21. August 2026

„Auch wenn wir glauben, wir kämen hierher, um das Evangelium zu verkünden, ist es in Wirklichkeit bereits hier – das lehren uns viele der Menschen, denen wir begegnen und deren Herzen von unermesslicher Tiefe sind.“ Davon ist Pater Placide Petit Majambo Lutumba, ein Comboni-Missionar kongolesischer Herkunft, überzeugt.

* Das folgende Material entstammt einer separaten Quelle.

PR #5710, opened 2017-08-28
Fix Issue 8388 - std.traits.MemberFunctionsTuple doesn't work with constructors or destructors

RazvanN7:
The template MemberFunctionsTuple calls getVirtualFunctions in order to avoid static functions, but it seems that the constructor and destructor are not grabbed (probably because those are not virtual?). In order to fix the issue I added a static if which tests if the name of the function called for is `__ctor` or `__dtor`; if that is the case, then the getOverloads function is called which correctly grabs all the ctor and dtor overloads.

PR #7385, opened 2020-01-29
Fix Issue 8388 - std.traits.MemberFunctionsTuple doesn't work with constructors or destructors

berni44:
It's essentially a copy of #5710 from @RazvanN7 but with the problematic `static this` commented out. I tried to hunt down the problem of this `static this` with dustmite (took two weeks to run) and finally ended up with issue 20529, but as I forgot to include the dependency cycle in the test for dustmite I ended up with a different cycle. Not sure if a fix of 20529 will fix this too or if there is more to discover. 

Anyway, IMHO this `static this` is only a minor point and should not hinder fixing the original bug.

### DIFF
--- a/std/traits.d
+++ b/std/traits.d
@@ -4585,8 +4585,11 @@ if (is(C == class) || is(C == interface))
                 alias CollectOverloads = AliasSeq!(); // no overloads in this hierarchy
         }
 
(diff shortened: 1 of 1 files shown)


Geod24:
This broke Vibe.d: https://github.com/vibe-d/vibe.d/issues/2438#issuecomment-622462944

PR #7387, opened 2020-01-31
Fix Issue 20548 - Use bit vector instead of bool[] in RandomCover when choices cannot be packed in a single word

n8sh:


std/random.d
```diff
@@ -3023,17 +3032,17 @@ private struct RandomCoverChoices
...
-        c[2] = true;
-        assert(c[0]);
-        assert(!c[1]);
-        assert(c[2]);
-        c[0] = false;
-        c[1] = true;
-        c[2] = false;
-        assert(!c[0]);
-        assert(c[1]);
-        assert(!c[2]);
```
thewilsonator: It is necessary to change this unittest?

n8sh: Removed change.

n8sh:
Taking off auto-merge to use core.bitop bit testing intrinsics.

thewilsonator:
OK, merge it when you're happy.

PR #7586, opened 2020-08-08
Add makefile target for testing with no autodecode.

schveiguy:
This is so CI can run a valid target without failing. It currently does nothing as no autodecode unittests run.

step 2 is to alter a CI (probably buildkite) to run the autodecode tests.
step 3 is to start fixing issues with removing autodecode, and adding no autodecode modules to the list of tests to run.
step 4 (eventually) is to run all of Phobos with autodecode switched off in addition to normal tests.
step 5 is to deprecate autodecoding.

### DIFF
--- a/posix.mak
+++ b/posix.mak
@@ -150,6 +150,10 @@ ifdef ENABLE_COVERAGE
 override DFLAGS  += -cov
 endif
 
+ifdef NO_AUTODECODE
+override DFLAGS += -version=NoAutodecodeStrings
+endif
+
 UDFLAGS=-unittest -version=StdUnittest
 
 # Set DOTOBJ and DOTEXE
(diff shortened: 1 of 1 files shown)


schveiguy:
Note: the mechanism I'm going to use is to add modules to the list, and then it will be like you typed `make std/mod1.test std/mod2.test ...`

This is crude, and not scalable (eventually I want to test all the no-autodecode modules in one build). But it will work for now, and we can work on the test design later once there's a target . My makefile-fu is weak, so I'm very much interested in better ideas. But first, let's get this in so I can start submitting no-autodecode PRs!

wilzbach:
> so I'm very much interested in better ideas

Start freshly over with a D3 standard library that could even be shipped in tandem with Phobos.

schveiguy:
> Start freshly over with a D3 standard library that could even be shipped in tandem with Phobos.

Heh, I just meant better ideas for CI testing of no-autodecode.

schveiguy:
Can someone review this? I need something in place so I can start submitting my no-autodecode PRs. I don't want to merge things that will break later because they are not tested.

schveiguy:
I have tested adding the modules to the makefile that I have made work with noautodecode locally, and adjusting Phobos to obey the `NoAudotecodeStrings` version. I just need a CI to pass with this make target, so when I submit my PRs to Phobos they will get tested properly.

Thanks!

PR #7588, opened 2020-08-10
Update random.d

bachmeil:
Demonstrate basic usage of uniform01. The existing example is confusing because it mixes in feqrel without any explanation, as you can see from [this question on the forum](https://forum.dlang.org/post/utjsiocsbearbenpaiut@forum.dlang.org).

### DIFF
--- a/std/random.d
+++ b/std/random.d
@@ -2603,9 +2603,16 @@ do
     import std.math : feqrel;
 
     auto rnd = MinstdRand0(42);
-
-    assert(rnd.uniform01.feqrel(0.000328707) > 20);
-    assert(rnd.uniform01!float.feqrel(0.524587) > 20);
+    
+    // Generate random numbers in the range in the range [0, 1)
+    auto u1 = uniform01(rnd);
+    auto u2 = rnd.uniform01!float;
+    assert(u1 >= 0 && u1 < 1);
+    assert(u2 >= 0 && u2 < 1);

Als junger Theologiestudent wurde ich für einen mehrmonatigen Missionsaufenthalt in den Südsudan entsandt. Ich hatte das Glück, bei der Unabhängigkeitserklärung am 9. Juli 2011 dabei zu sein, und ich habe die Freude eines Volkes, das so viel gelitten hatte und das an diesem Tag das Gefühl hatte, die vollständige Befreiung erreicht zu haben, zutiefst in mich aufgenommen. Leider lief es danach nicht mehr so gut.

Der Südsudan war auch nach Abschluss meines Studiums mein Missionsziel. Ich blieb in Yirol und anschließend in Mapuordit, bis ich 2021 nach Rom entsandt wurde, um mich auf Pastoraltheologie zu spezialisieren. Im Januar 2025 kehrte ich zurück, diesmal nach Awul in der Diözese Rumbek, wo wir Comboni-Missionare planten, eine neue Mission zu eröffnen. Ich kam mit einem Mitbruder an, der kurz darauf den Provinzial um eine Versetzung bat, da er sich an diesen schwierigen Ort nicht anpassen konnte – ein von Gewalt geschwächtes Gebiet, in dem Viehdiebstahl und Konflikte zwischen verschiedenen Gemeinschaften an der Tagesordnung sind.

Ich bin Kongolese und lebe in einer Gemeinschaft mit drei Missionaren der Kongregation der Apostel Jesu, einem Südsudanesen und zwei Ugandern. Gemeinsam versuchen wir, diesen Menschen zur Seite zu stehen, indem wir unser Bestes geben, um Katecheten auszubilden, christliche Gemeinschaften zu besuchen und neue Gemeinschaften wiederzubeleben. Awul wurde von den Comboni-Missionaren evangelisiert, denen es gelang, viele christliche Gemeinschaften zu gründen, doch mit der massiven Ausweisung der Missionare im Jahr 1964 ging das Niveau des geistlichen Lebens zurück.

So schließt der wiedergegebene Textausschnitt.